Créé en 1945, le franc CFA désigna d’abord la monnaie des « colonies françaises d’Afrique » ; une appellation qui, convenons-en, sonnait fâcheusement lorsque l’ère des indépendances fut formellement venue. D’où ce tour de passe-passe : le sigle est maintenu, mais est désormais censé se traduire par « franc de la communauté financière africaine ». Depuis, le franc français a disparu, mais le CFA perdure, symbole d’économies maintenues sous la coupe d’une tutelle en passe de se dédoubler : française et européenne…

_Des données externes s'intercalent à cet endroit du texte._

PR #2116, opened 2026-09-01
engine/qmlui: persist the 3D View "Rendering" and "Scale" lock settings in the project file

mjcmatrix:
## Description

**Summary of Changes:**

### What this adds

Two 3D view settings are now stored in the project file, so they survive a view switch and a restart instead of reverting to their defaults every time:

- the **Rendering** settings — Quality, Ambient light, Smoke amount and Show FPS;
- the **Scale** X/Y/Z **lock** of the settings panel (the padlock button next to the scale fields of a generic item).

### Why

The Rendering settings were plain runtime members of `MainView3D`, never written to the workspace. A user who dials in ambient light and smoke for a show has to redo it on every launch.

The Scale lock was worse: pure QML state (`IconButton { checked: true }`), so it reverted to "locked" every time the user left the 3D view, because the 3D context — and therefore `SettingsView3D.qml` — is destroyed on a view switch. A user working on a non-uniformly scaled item had to unlock it again after every trip to the Virtual Console or the 2D view.

### Changes to `engine` — to be reviewed and approved

_To be reviewed and approved in the context of the linked set of PRs submitted to improve the 3D view plus other fixes._

The values move into `MonitorProperties`, alongside the stage type and the environment grid. The rendering settings are saved and loaded under a new `<Rendering>` element of the `<Monitor>` node, and the scale lock as a `<ScaleLock>` element next to it — both guarded by `QMLUI` exactly like `<StageItem>`.

A project without those elements keeps the previous defaults — High quality, 0.6 ambient, 0.8 smoke, FPS off, scale axes locked — so **existing projects load and render exactly as they do today**. `monitorproperties_test` is extended with a save/load round trip for the new elements and with checks in the defaults and reset paths.

That round trip test is guarded with `QMLUI`, since the new elements are only written by the QML UI build and the test would otherwise fail in a QLC+ 4 build; it is named `view3DSettingsXML()` as it now covers more than the rendering settings.

### Changes in `qmlui`

`MainView3D`'s getters and setters proxy to `MonitorProperties`, the same way `stageIndex()` already does, and mark the document modified so that changing one of these settings on its own still prompts a save.

On project load, and when the 3D view becomes visible, `MainView3D::applyRenderSettings()` re-applies the persisted values to the running scene and notifies QML without touching the modified flag. `setFrameCountEnabled()` is split so that the load path can apply the FPS state without persisting it or marking the project modified.

The scale lock only affects the settings panel, so `slotRefreshView()` simply notifies the QML side. The lock button binds to the new `scaleLocked` property; since clicking a checkable `Button` assigns `checked` and therefore breaks that binding, a `Connections` handler restores it whenever the value changes on the C++ side.

**Related Issues:**
- Builds on the "Show FPS" fix; that touches the same code and should land first. https://github.com/mcallegari/qlcplus/pull/2114
- This is the prerequisite for the **Fixture light** Rendering setting (a PR to follow) which adds one more attribute to the `<Rendering>` element introduced here.

## Checklist

  - [x] Linux
  - [ ] Windows
  - [ ] macOS

## Testing

**Test Cases:**
1. Load/create a new project. Go to 3D View. Change the Rendering settings. Save project. Close QLC+ V5. Reopen. Open the same project. Verify the settings have persisted.
2. Add a generic item to the 3D view and select it. Unlock the Scale axes and give X, Y and Z different values. Switch to the Virtual Console and back to the 3D View: the lock is still open and the values are unchanged. Save, restart, reload the project: the lock is still open.

**Test Results:**
Test case 1: Pass
Test case 2: Pass

Smoke test for regressions/bugs: Passed.

**Other**

Builds clean and `make check` passes, with the same single pre-existing `RGBText_Test::load()` font failure seen before the change, plus the new `monitorproperties_test` coverage described above. `monitorproperties_test` was also run against a non-`qmlui` (QLC+ 4) build, where the round trip test is skipped.

Linux / Qt 6.11 only. **Not tested on Windows or macOS.**

## Additional Notes

None.

### DIFF
--- a/engine/src/monitorproperties.cpp
+++ b/engine/src/monitorproperties.cpp
@@ -50,6 +50,12 @@
 #define KXMLQLCMonitorLightEmitter  QStringLiteral("LightEmitter")
 #define KXMLQLCMonitorStageItem     QStringLiteral("StageItem")
 #define KXMLQLCMonitorMeshItem      QStringLiteral("MeshItem")
+
+#define KXMLQLCMonitorRendering         QStringLiteral("Rendering")
+#define KXMLQLCMonitorRenderQuality     QStringLiteral("Quality")
+#define KXMLQLCMonitorRenderAmbient     QStringLiteral("Ambient")
+#define KXMLQLCMonitorRenderSmoke       QStringLiteral("Smoke")
+#define KXMLQLCMonitorRenderShowFPS     QStringLiteral("ShowFPS")
 #define KXMLQLCMonitorItemName      QStringLiteral("Name")
 #define KXMLQLCMonitorItemRes       QStringLiteral("Res")
 
@@ -79,6 +85,13 @@
 #define GRID_DEFAULT_HEIGHT 3
 #define GRID_DEFAULT_DEPTH  5
 
+/* 3D view rendering defaults. RENDER_DEFAULT_QUALITY matches
+   MainView3D::HighQuality and the other two match the MainView3D members
+   they replace, so a project without a <Rendering> node looks unchanged. */
+#define RENDER_DEFAULT_QUALITY  2
+#define RENDER_DEFAULT_AMBIENT  0.6
+#define RENDER_DEFAULT_SMOKE    0.8
+
 MonitorProperties::MonitorProperties()
     : m_font(QFont("Arial", 12))
     , m_displayMode(DMX)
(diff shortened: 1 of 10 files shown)


mjcmatrix:
Added a second commit persisting the Scale lock; title/description updated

L’héritage de la colonisation
La distinction entre monnaie métropolitaine donneuse d’ordres (le FF, franc français, hier, l’euro aujourd’hui) et monnaie serve (le CFA) reflète la nature spécifique des structures de l’économie coloniale, cantonnée au rôle exclusif de fournisseuse de matières premières. Ainsi les banques centrales africaines sont-elles contraintes de déposer 50 % de leurs réserves de change auprès du Trésor français sous prétexte de garantie de convertibilité de leur monnaie. Et leurs objectifs en matière de politique monétaire sont fixés non par elles-mêmes, en fonction des intérêts nationaux correspondants, mais au niveau de la zone franc globale par Paris, en fonction des exigences de l’ancienne puissance coloniale. La dévaluation brutale de 1994 (avec un CFA divisé par deux, du jour au lendemain, sur décision de Balladur) montre que, lorsque celle-ci est mécontente, le recours au bâton peut être rapide…
« La recherche d’une nouvelle organisation monétaire n’a de sens que si elle contribue à libérer les populations de ces régions des dominations économiques et politiques héritées du colonialisme et approfondies sous l’empire de la mondialisation financière », soulignent Denis Durand et Hédi Sraieb en conclusion de l’ouvrage. Rompre avec un système bancaire cartellisé (sous une domination française demeurant obsédée par la recherche de rentes de situation) est le préalable à l’engagement d’une stratégie de développement répondant aux aspirations des peuples.
Sortir l’Afrique de la servitude monétaire. À qui profite le franc CFA ? Ouvrage collectif réalisé sous la direction de Kako Nubukpo, Martial Ze Belinga, Bruno Tinel, Demba Moussa Dembele. Éditions la Dispute, 248 pages, 15 euros.